### Exercise
Each entry should be written out again exactly, so that nothing is lost.

Top of Task input

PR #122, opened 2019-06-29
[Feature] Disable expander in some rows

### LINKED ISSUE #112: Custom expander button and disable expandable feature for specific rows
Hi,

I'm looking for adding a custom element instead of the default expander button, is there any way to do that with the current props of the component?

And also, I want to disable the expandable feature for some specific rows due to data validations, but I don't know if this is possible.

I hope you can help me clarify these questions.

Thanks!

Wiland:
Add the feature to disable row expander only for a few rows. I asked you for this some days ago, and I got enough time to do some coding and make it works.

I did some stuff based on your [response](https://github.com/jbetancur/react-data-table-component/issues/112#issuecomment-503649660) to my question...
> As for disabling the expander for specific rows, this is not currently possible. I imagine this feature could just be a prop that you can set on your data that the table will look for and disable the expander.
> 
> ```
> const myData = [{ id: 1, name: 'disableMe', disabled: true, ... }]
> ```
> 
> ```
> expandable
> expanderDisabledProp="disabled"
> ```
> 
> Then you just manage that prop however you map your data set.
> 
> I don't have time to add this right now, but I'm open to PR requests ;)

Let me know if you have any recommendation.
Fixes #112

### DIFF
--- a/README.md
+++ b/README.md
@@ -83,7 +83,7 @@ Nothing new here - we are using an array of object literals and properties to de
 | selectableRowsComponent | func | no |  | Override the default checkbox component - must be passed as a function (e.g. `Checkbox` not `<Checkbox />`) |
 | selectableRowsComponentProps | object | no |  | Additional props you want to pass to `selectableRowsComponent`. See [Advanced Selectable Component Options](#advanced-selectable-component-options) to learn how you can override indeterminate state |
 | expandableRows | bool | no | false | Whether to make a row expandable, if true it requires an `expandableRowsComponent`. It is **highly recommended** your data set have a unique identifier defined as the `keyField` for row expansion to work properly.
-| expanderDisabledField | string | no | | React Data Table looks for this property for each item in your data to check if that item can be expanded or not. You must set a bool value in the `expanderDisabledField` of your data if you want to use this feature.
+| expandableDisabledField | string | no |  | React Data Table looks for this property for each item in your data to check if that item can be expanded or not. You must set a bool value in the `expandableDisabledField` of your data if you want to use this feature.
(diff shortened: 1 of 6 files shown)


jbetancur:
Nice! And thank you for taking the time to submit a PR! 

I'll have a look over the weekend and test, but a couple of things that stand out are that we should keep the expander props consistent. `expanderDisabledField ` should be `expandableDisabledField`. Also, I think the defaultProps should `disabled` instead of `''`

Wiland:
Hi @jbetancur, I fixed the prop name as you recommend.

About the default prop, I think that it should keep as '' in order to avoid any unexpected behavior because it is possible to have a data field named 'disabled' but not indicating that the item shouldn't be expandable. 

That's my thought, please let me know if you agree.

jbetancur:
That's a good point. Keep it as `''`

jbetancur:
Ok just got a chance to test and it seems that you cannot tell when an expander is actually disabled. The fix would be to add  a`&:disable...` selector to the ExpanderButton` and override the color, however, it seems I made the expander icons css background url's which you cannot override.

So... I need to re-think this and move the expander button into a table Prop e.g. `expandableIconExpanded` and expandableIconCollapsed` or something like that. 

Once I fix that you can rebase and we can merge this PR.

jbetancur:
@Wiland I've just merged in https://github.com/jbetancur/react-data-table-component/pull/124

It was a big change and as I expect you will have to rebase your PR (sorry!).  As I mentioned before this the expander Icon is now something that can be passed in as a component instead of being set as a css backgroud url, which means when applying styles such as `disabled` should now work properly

Bottom of Task input

### Solution
PR #122, opened 2019-06-29
[Feature] Disable expander in some rows

### LINKED ISSUE #112: Custom expander button and disable expandable feature for specific rows
Hi,

I'm looking for adding a custom element instead of the default expander button, is there any way to do that with the current props of the component?

And also, I want to disable the expandable feature for some specific rows due to data validations, but I don't know if this is possible.

I hope you can help me clarify these questions.

Thanks!

Wiland:
Add the feature to disable row expander only for a few rows. I asked you for this some days ago, and I got enough time to do some coding and make it works.

I did some stuff based on your [response](https://github.com/jbetancur/react-data-table-component/issues/112#issuecomment-503649660) to my question...
> As for disabling the expander for specific rows, this is not currently possible. I imagine this feature could just be a prop that you can set on your data that the table will look for and disable the expander.
> 
> ```
> const myData = [{ id: 1, name: 'disableMe', disabled: true, ... }]
> ```
> 
> ```
> expandable
> expanderDisabledProp="disabled"
> ```
> 
> Then you just manage that prop however you map your data set.
> 
> I don't have time to add this right now, but I'm open to PR requests ;)

Let me know if you have any recommendation.
Fixes #112

### DIFF
--- a/README.md
+++ b/README.md
@@ -83,7 +83,7 @@ Nothing new here - we are using an array of object literals and properties to de
 | selectableRowsComponent | func | no |  | Override the default checkbox component - must be passed as a function (e.g. `Checkbox` not `<Checkbox />`) |
 | selectableRowsComponentProps | object | no |  | Additional props you want to pass to `selectableRowsComponent`. See [Advanced Selectable Component Options](#advanced-selectable-component-options) to learn how you can override indeterminate state |
 | expandableRows | bool | no | false | Whether to make a row expandable, if true it requires an `expandableRowsComponent`. It is **highly recommended** your data set have a unique identifier defined as the `keyField` for row expansion to work properly.
-| expanderDisabledField | string | no | | React Data Table looks for this property for each item in your data to check if that item can be expanded or not. You must set a bool value in the `expanderDisabledField` of your data if you want to use this feature.
+| expandableDisabledField | string | no |  | React Data Table looks for this property for each item in your data to check if that item can be expanded or not. You must set a bool value in the `expandableDisabledField` of your data if you want to use this feature.
(diff shortened: 1 of 6 files shown)


jbetancur:
Nice! And thank you for taking the time to submit a PR! 

I'll have a look over the weekend and test, but a couple of things that stand out are that we should keep the expander props consistent. `expanderDisabledField ` should be `expandableDisabledField`. Also, I think the defaultProps should `disabled` instead of `''`

Wiland:
Hi @jbetancur, I fixed the prop name as you recommend.

About the default prop, I think that it should keep as '' in order to avoid any unexpected behavior because it is possible to have a data field named 'disabled' but not indicating that the item shouldn't be expandable. 

That's my thought, please let me know if you agree.

jbetancur:
That's a good point. Keep it as `''`

jbetancur:
Ok just got a chance to test and it seems that you cannot tell when an expander is actually disabled. The fix would be to add  a`&:disable...` selector to the ExpanderButton` and override the color, however, it seems I made the expander icons css background url's which you cannot override.

So... I need to re-think this and move the expander button into a table Prop e.g. `expandableIconExpanded` and expandableIconCollapsed` or something like that. 

Once I fix that you can rebase and we can merge this PR.

jbetancur:
@Wiland I've just merged in https://github.com/jbetancur/react-data-table-component/pull/124

It was a big change and as I expect you will have to rebase your PR (sorry!).  As I mentioned before this the expander Icon is now something that can be passed in as a component instead of being set as a css backgroud url, which means when applying styles such as `disabled` should now work properly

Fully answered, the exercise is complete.